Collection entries
PR #21, opened 2024-01-10
feat: use virtual shares for force exercises instead of delegation

dyedm1:
Currently, we require force exercisors to delegate 100% of the collateral that could be required to exercise an option to ensure it can be burned (the exercised account must be solvent, but they may not have the right tokens to exercise the option on their own). 

This results in force exercising being significantly capital-intensive, especially for larger options that could require a large amount of tokens to be provided upfront.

- GOAL OF THE EXERCISE: Above are the records; please copy exactly their first line and each line after it through the line containing "Currently, we require", and no line after that.

- EXERCISE RESPONSE:
PR #21, opened 2024-01-10
feat: use virtual shares for force exercises instead of delegation

dyedm1:
Currently, we require force exercisors to delegate 100% of the collateral that could be required to exercise an option to ensure it can be burned (the exercised account must be solvent, but they may not have the right tokens to exercise the option on their own). 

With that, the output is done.